Top of Input records

PR #13979, opened 2016-08-12
Editionalising the new header menus with JS

NataliaLKB:
## What does this change?

One of the goals of the new header is to remove the need to cache four versions of every page. To do this we need to move editionalisation from happening on the server, to happening in JS.

So far the new header has been designed with that in mind. This PR adds in the correct editionalised lists.

Will be tested soon!

Nope
## Screenshots

UK:
image

US:
image

### DIFF
--- a/common/app/views/fragments/nav/newHeaderMenu.scala.html
+++ b/common/app/views/fragments/nav/newHeaderMenu.scala.html
@@ -1,8 +1,9 @@
 @()(implicit request: RequestHeader)
 
-@import common.{ NewNavigation, TopLevelSection, LinkTo }
+@import common.{ NewNavigation, LinkTo, Edition }
+@import views.support.RenderClasses
 
-@sectionList(topLevelSection: TopLevelSection) = {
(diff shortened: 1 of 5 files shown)


common/app/views/fragments/nav/newHeaderMenu.scala.html
```diff
@@ -1,22 +1,33 @@
...
-                @NewNavigation.sectionItems(topLevelSection).map { sectionItem =>
-                    <li class = "navigation-group__item" >
-                        <a href="@LinkTo { sectionItem.url }">@sectionItem.name</a>
-                    </li>
-                }
-            </ul>
+
+            @Edition.all.map { edition =>
+                <ul class="@RenderClasses(Map(
+                    "is-hidden" -> (edition.id.toLowerCase != "uk") // Our default edition is UK
```
piuccio: how about the `hidden` attribute?

NataliaLKB: Good call @piuccio !  I have updated the PR now.

piuccio:
looks good to me 👍

PR #13980, opened 2016-08-15
Fix: wait for ads to render before measuring their geometry

regiskuckaertz:
Spacefinder has an option where it can wait for ads in the root element to _load_ before performing its calculations. Thing is, an ad loaded may not have geometry yet and this is what happens:

picture 3

Here, a rich link is inserted after the inline merchandising slot has been loaded—but it shouldn't. Now, this is solved if instead we want for ads to be _rendered_:

picture 4

cc @guardian/commercial-dev @gtrufitt


rich-nguyen:
👍

gtrufitt:
🅱️ 🅾️ 🅾️ Ⓜ️

PR #13981, opened 2016-08-15
extend AB test until M Butler comes back

alexduf:
## What does this change?

extends the AB test duration by a week, so we don't block frontend. @markjamesbutler will have to remove that test when he comes back.

no build breaks because of that test
## Request for comment

@TBonnin @johnduffell


dominickendrick:
👍

johnduffell:
thanks! 👍

PR #13982, opened 2016-08-15
fixing the z-index problem for the edition picker when there is a thr…

NataliaLKB:
## What does this change?

When there is a thrasher, the new header edition picker becomes hidden. This PR make the z-index higher.

Makes sure people can always move onto the international edition

Nope
## Screenshots

Before:
image

After:
image
## Request for comment

@zeftilldeath


zeftilldeath:
✋ 😄 👍

PR #13983, opened 2016-08-15
Better error message when fetching S3 object fails

TBonnin:
## What does this change?

Add an error message when fetching S3 Object and hint about the most likely cause: expired AWS credentials.

imho it is better than throwing the exception and filling the sbt console with lots of stack traces. The error message tells WHAT is happening and HOW to fix it.

No
## Request for comment

@guardian/dotcom-platform @johnduffell @jfsoul @dominickendrick

### DIFF
--- a/common/app/services/S3.scala
+++ b/common/app/services/S3.scala
@@ -52,6 +52,13 @@ trait S3 extends Logging {
         log.warn("not found at %s - %s" format(bucket, key))
         None
       }
+      case e: AmazonS3Exception => {
+        val errorMsg = s"Unable to fetch S3 object (key: $key)"
+        val hintMsg =   "Hint: your AWS credentials might be missing or expired. You can fetch new ones using Janus."
+        log.error(errorMsg, e)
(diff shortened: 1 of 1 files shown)


NataliaLKB:
👍

common/app/services/S3.scala
```diff
@@ -52,6 +52,13 @@ trait S3 extends Logging {
         log.warn("not found at %s - %s" format(bucket, key))
         None
       }
+      case e: AmazonS3Exception => {
+        val errorMsg = s"Impossible to fetch S3 object (key: $key)"
```
jfsoul: Impossible -> Unable? It is possible if you remember to use Janus!

johnduffell:
I like the println, nice touch to make it obvious.  not sure if it's worth checking Play.isProd first 😆 (or whatever the new way is) and throwing if so 
👍

TBonnin:
@johnduffel I though about that but I don't see a huge difference between returning None or throwing it. Whatever use the None response will fail anyway.

PR #13984, opened 2016-08-15
Hide broken "more on this story" images

SiAdcock:
## What does this change?

For some articles, the thumbnail path for story package images is not being set. AMP articles on which this happens fail validation, causing them not to be returns in Google search results.

This initial fix will prevent an `<amp-img>` from being constructed without a `src` attribute in the story package template. I'll address the root cause in a separate PR.

Nope
## Screenshots

No images... but at least it validates

picture 85

### DIFF
--- a/common/app/views/fragments/amp/storyPackageAmp.scala.html
+++ b/common/app/views/fragments/amp/storyPackageAmp.scala.html
@@ -18,12 +18,15 @@
 </div>
 
 @onward(content: CuratedContent) = {
-    <div class="fc-item @TrailCssClasses.toneClass(content)">
-        @if(content.properties.maybeContent.flatMap(_.trail.thumbnailPath)) {
-            <div class="fc-item__image-container">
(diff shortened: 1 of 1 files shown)


common/app/views/fragments/amp/storyPackageAmp.scala.html
```diff
@@ -19,9 +19,11 @@
 
 @onward(content: CuratedContent) = {
     <div class="fc-item @TrailCssClasses.toneClass(content)">
-        <div class="fc-item__image-container">
-            <amp-img src="@content.properties.maybeContent.flatMap(_.trail.thumbnailPath)" layout="fixed" width=126 height=75></amp-img>
-        </div>
+        @if(content.properties.maybeContent.flatMap(_.trail.thumbnailPath)) {
```
jfsoul: shall we put `content.properties.maybeContent.flatMap(_.trail.thumbnailPath)` in a variable?

jfsoul:
works for me 👍

jfsoul:
👍

PR #13985, opened 2016-08-15
Use 88x89 size on advertisement feature fronts

regiskuckaertz:
Sets up everything so that ad feature fronts use 88x89 instead of 88x87 in the high-relevance merchandising slot.

cc @guardian/commercial-dev


janua:
LGTM :+1:

PR #13987, opened 2016-08-15
Small fixes to the email lists

katebee:
## What does this change?

Changes the email preferences page (https://profile.theguardian.com/email-prefs)
- Remove the duplicate listings for **Guardian Opinion** and **The Fiver**
- **The Fiver** now only appears in the 'Sport' section (no longer also in 'News')
- **Guardian Opinion** now only appears in the 'Comment' section (no longer also in 'News')
- Move **The Guardian Today - AUS** next to the other listings of **The Guardian Today**
- Gives some sanity to the order of emails in the big, hardcoded list, so it reflects the page
- Sanity! 🌷 
- Stop treating AUS emails as a addendum, instead list them next to their UK equivalent

Nope
## Screenshots

Moving **The Guardian Today - AUS** to be with the other **Guardian Today** emails:

picture 183

### DIFF
--- a/identity/app/model/EmailSubscriptions.scala
+++ b/identity/app/model/EmailSubscriptions.scala
@@ -16,29 +16,30 @@ case class EmailSubscription(
 object EmailSubscription {
   def apply(emailSubscription: EmailSubscription) = emailSubscription
 }
+
 object EmailSubscriptions {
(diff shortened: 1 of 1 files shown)


janua:
:+1:

PR #13988, opened 2016-08-15
Support capi-driven hosted video pages

kelvin-chappell:
Hosted video pages previously had to be hardcoded in the frontend codebase.
This change uses capi to get the content.

The existing hardcoded pages should continue to work.

There are some outstanding todos in the code.

/cc @Calanthe @lps88 @guardian/labs-beta


johnduffell:
awesome, well done to get rid of hard coded stuff!

common/app/common/commercial/hosted/HostedVideoPage.scala
```diff
@@ -82,6 +82,7 @@ object HostedVideoPage extends Logging {
           ),
           // todo: standardise css so that only colour varies
           cssClass = "renault",
```
Calanthe: we probably won't need this value

kelvin-chappell: No, just leaving it there so that the page works before colour has been isolated in the css.

PR #13990, opened 2016-08-15
Reset scroll position on re-ordering of menu (new-header)

NataliaLKB:
## What does this change?

This sets the scroll position to '0' when you open the menu. 

Much less annoying for users! They actually get to see what they want to see (if they click sports, they can now see the sports menu first)

Nope!
## Screenshots

Without the reset:
scroll-position-bug

Now:
scroll-position-fix
## Request for comment

@stephanfowler

### DIFF
--- a/static/src/javascripts/projects/common/modules/navigation/editionalise-menu.js
+++ b/static/src/javascripts/projects/common/modules/navigation/editionalise-menu.js
@@ -36,5 +36,5 @@ define([
         }
     }
 
-    return editionaliseMenu();
+    return editionaliseMenu;
 });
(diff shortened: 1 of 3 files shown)


static/src/javascripts/projects/common/modules/navigation/editionalise-menu.js
```diff
@@ -36,5 +36,5 @@ define([
         }
     }
 
-    return editionaliseMenu();
```
NataliaLKB: I realise this doesn't make sense to invoke here, its already being invoked in another file 😅

johnduffell:
👍

PR #13965, opened 2016-08-11
Recommended for you test

joelochlann:
Tests demand for a Recommended For You section on fronts. A dummy section is inserted above Opinion and the user can choose to "turn it on" or not. It's a 404 test: clicking "Yes Please" will give a 404 message and clicking "No Thanks" will remove the section.
### Desktop

picture 267
### Tablet

picture 266
### Mobile

picture 265
### 404 message after clicking "Yes Please" button

picture 268

@katebee

PR #13991, opened 2016-08-15
Expose 'Recommended For You' to 10% of audience

joelochlann:
Expose #13965 to 10% of our audience (5% per variant).

Also:
- Don't redisplay the section after the user has given feedback
- Track attention time of this section with Ophan
- Show just on network front
- Change the CTA for the "Yes" response to "Turn On" for the user history variant (because "Get Started" implies there's something that the user will have to give some manual input, which is not the case with the user history variant)

@katebee


katebee:
👍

Bottom of Input records

Activity ::
Find the lines above that contain the word "kelvin" and copy each one.

Exercise answer ::
kelvin-chappell:
kelvin-chappell: No, just leaving it there so that the page works before colour has been isolated in the css.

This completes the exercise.